REPUBLIKA.CO.ID, ABU DHABI -- Departemen Luar Negeri Amerika Serikat (AS) mengatakan mereka ingin tetap melanjutkan dukungan kepada Arab Saudi di perang Yaman. AS juga ingin melanjutkan upaya mereka melawan pengaruh Iran dan pemberontakan di negara-negara Arab.
"Dalam sistem kami ada tekanan, entah itu menarik diri dari konflik atau menghentikan dukungan dari koalisi yang mana sangat ditentang oleh pemerintah, kami yakin dukungan untuk koalisi dibutuhkan, mengirim pesan yang salah jika kami menghentikan dukungan," kata Wakil Asisten Sekretaris Departemen Luar Negeri AS untuk Negara-negara Arab di Teluk, Timothy Lenderking, Ahad (9/12).
Sejak pembunuhan jurnalis Jamal Khashoggi 2 Oktober lalu di kantor konsulat Arab Saudi di Istanbul, Turki, para senator AS menekan pemerintah menghentikan dukungan mereka terhadap Arab Saudi di perang Yaman. Pada bulan lalu, Senator-senator AS telah melakukan pemungutan suara untuk membuat resolusi agar AS menghentikan dukungan militer mereka kepada koalisi yang dipimpin Arab Saudi di Yaman.
Mereka juga meminta pemerintahan AS berhenti menjual senjata dan memberikan informasi intelijen kepada Arab Saudi. AS telah memberikan bantuan militer kepada koalisi yang dipimpin Arab Saudi di Yaman untuk memerangi pemberontak Houthi sejak 2015.
Bulan lalu. Amerika Serikat menghentikan pengisian bahan bakar kepada pesawat-pesawat yang mereka pinjamankan ke koalisi yang dipimpin Arab Saudi. Pesawat-pesawat tersebut bertanggung jawab atas kematian ribuan warga sipil di Yaman.
Kepastian untuk melanjutkan dukungan kepada koalisi Arab Saudi tersebut dinyatakan setelah ada perundingan perdamaian yang dipimpin PBB di Swedia. Pekan ini para pemimpin negara-negara Arab juga mengadakan rapat untuk membicarakan perang Yaman di Riyadh, Arab Saudi.

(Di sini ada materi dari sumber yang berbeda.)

Issue #202, opened 2023-10-10
Conversion functions


sharkdp:
There are a lot of features that would naturally fit into the conversion operator (`->`) framework, if it was a little bit more powerful. One idea to support various use cases would be to register certain functions `f` that could be used as the (right hand side) target of a conversion.

When we would see a conversion like
```
x -> f
```
we would simplify call `f(x)`.

Things that could be solved with this approach:
* Hex/oct/binary representation of numbers. We would register functions like `fn hex(x: Scalar) -> String`, allowing us to call `42 to hex`
* HH:MM:SS representations. We would register `fn human_time(t: Time) -> String`, allowing us to call `5000 second -> human_time`
* Degree-minute-second representations for angles. We would register `fn DMS(a: Angle) -> String`, allowing something like `32.123° -> DMS == 32° 7′ 23″`.
* Degree/Fahrenheit conversions might also be more convenient with this functionality
* Approximate conversion to fractions (0.428571 => 3/7)
* DateTime -> Unix Timestamps
* scalar -> string (`chr`)

For °C and °F, what we really want is to be able to enter something like `30°C -> K`, `30°C -> °F` or `300 K -> °C`. This would require us to have overloads for the conversion functions. Also, it wouldn't solve the problem of defining how to parse `30°C`.

sharkdp:
This is now implemented. See https://numbat.dev/doc/conversion-functions.html for details.

Issue #181, opened 2023-09-26
Add support for parsing and displaying times in HH:MM:SS format?


sharkdp:
See previous discussions here:

- https://github.com/sharkdp/insect/issues/331
- https://github.com/sharkdp/insect/issues/263
- https://github.com/sharkdp/insect/issues/349

See also:

https://github.com/sharkdp/numbat/blob/a114a078b874a4078148541173be692b879adefc/examples/format_time.nbt#L1-L9

eminence:
A related enhancement would be to support queries like `now() + 5 days + 4 hours` and get an answer like `Nov 2nd 03:36:20`

mhmdanas:
@eminence that would involve datetime handling, and to be frank, I'm not sure if we want to open that _big_ can of worms.

eminence:
I agree that adding datetime handling would be hard (lots of input formats to parse, tricky bits about how to convert between timezones, how to control output formats, etc), but I actually think there is a minimal version of date/time handling that is not so difficult that we can't do it :)

septatrix:
I closed my related issue #274 in favor of discussing this here in one place as it mostly touches the same area though I also mentioned support for dates there.

My use case would be simple mathematical operations involving mostly dates (without time) though datetime support would also be very much appreciated. I also do not think that this is that big of a can of worms. Timezone handling with `chrono` in rust is quite doable. If that turns out too annoying though one could also implement this step by step. This could be split into the following:

- [ ] Support for alternative formatting of time durations (the original topic of this issue)
- [ ] Support for date arithmetic (Gregorian calendar)
- [ ] Support for datetime arithmetic (UTC or naive local time, i.e. timezone less time)
- [ ] Support for timezone arithmetic

sharkdp:
@septatrix I agree with everything you said. I also think we should do this step by step.

Let's focus on the first point: "alternative formatting of time durations". Do we want HH:MM:SS or something like `HH hours + MM minutes + SS seconds`. The latter has the advantage that it's valid Numbat syntax. Qalculate does something similar. For example: "3.54 hours" can be displayed as `3 h + 32 min + 24 s`.

Qyriad:
Hm, would `<number>:<number>…` be that bad? Colon is only used for type annotation right now, right? So a digit to the left of the colon would be unambiguous?

That being said, some kind of delimiter could allow for other kinds of datetime literals too.

sharkdp:
> Colon is only used for type annotation right now, right?

[...]

PR #327, opened 2024-02-09
Human-readable time durations

sharkdp:
This allows us to do things like

    >>> 1 sidereal_day // human

      = 23 hours + 56 minutes + 4.090500 seconds    [String]

Or

    >>> ten million seconds // human

      = 115 days + 17 hours + 46 minutes + 40 seconds    [String]

Once we implement #202, we can also write those as conversions (`1 siderreal_day -> human`)

related: #181


mhmdanas:
I know it'd be a bit more verbose, but it would be nice if the code output e.g. `1 hour` instead of `1 hours`.

PR #352, opened 2024-02-15
refactor: remove manual impl. of `Option::map`

hamirmahal:


eminence:
I think all of your PRs have been fixes suggested by clippy, right?  If so, that's great.   Please feel free to include multiple fixes in a single PR, you don't need a separate PR for each issue

hamirmahal:
Okay, I'll keep that in mind.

Lenderking mengatakan perundingan damai di Swedia menjadi langkah yang sangat penting untuk menghentikan perang yang telah menewaskan ribuan orang dan mengancam jutaan orang lainnya kelaparan. Ia mengatakan perundingan damai ini tidak akan berjalan dengan mudah.
Tapi, lanjutnya, ada sinyal perundingan tersebut berjalan dengan konstruktif. Pemerintah AS juga ingin pertemuan yang fokus pada langkah-langkah membangun kepercayaan dan transisi badan pemerintah menghasilkan sesuatu yang konkrit.
"Kami mencari arah dimana persatuan Yaman tumbuh dan stabil dibandingkan menguras stabilitas regional dan global, tidak ada masa depan di Yaman untuk ancaman yang didukung Iran terhadap Arab Saudi, Uni Emirat Arab dan pusat-pusat vital perekonomian internasional," kata Lenderking.
Lenderking mengatakan koalisi yang dipimpin Arab Saudi di Yaman tidak hanya juga melawan pemberontak Houthi tapi juga Al-Qaida dan ISIS. Yaman berada di sebelah selatan muara Laut Merah, salah satu rute perdagangan minyak terpenting di dunia.
Konflik ini dikenal sebagai proxy war di Timur Tengah antara Arab Saudi dengan Iran. Pemberontak Houthi yang didukung Iran melawan pasukan yang loyal terhadap pemerintahan presiden Yaman Abd-Rabbu Monsour Hadi yang didukung koalisi yang dipimpin Arab Saudi dan Uni Emirat Arab.
Pemberontak Houthi menguasai ibu kota Yaman, Sana'a setelah merebutnya dari pemerintahan Hadi pada 2014. Sementara pemerintahan Hadi menguasai sebelah selatan Yaman dan pusatnya di kota terbesar kedua di Yaman, yaitu Eden.
Lenderking mengatakan para ahli memperkirakan untuk bisa meraih kesepakatan damai maka 1 juta mantan pemberontak harus menyerahkan senjata merkea. Dibutuhkan juga reformasi sektor keamanan dan pemulihan infrastruktur dan perekonomian yang hancur karena perang.
"Upaya awal pemulihan sedang berjalan tapi untuk rekonstruksi penuh hanya bisa dilakukan dalam lingkungan yang damai, karena alasan itu kami ingin menutup ruang terhadap pengaruh Iran yang jahat," kata Lenderking.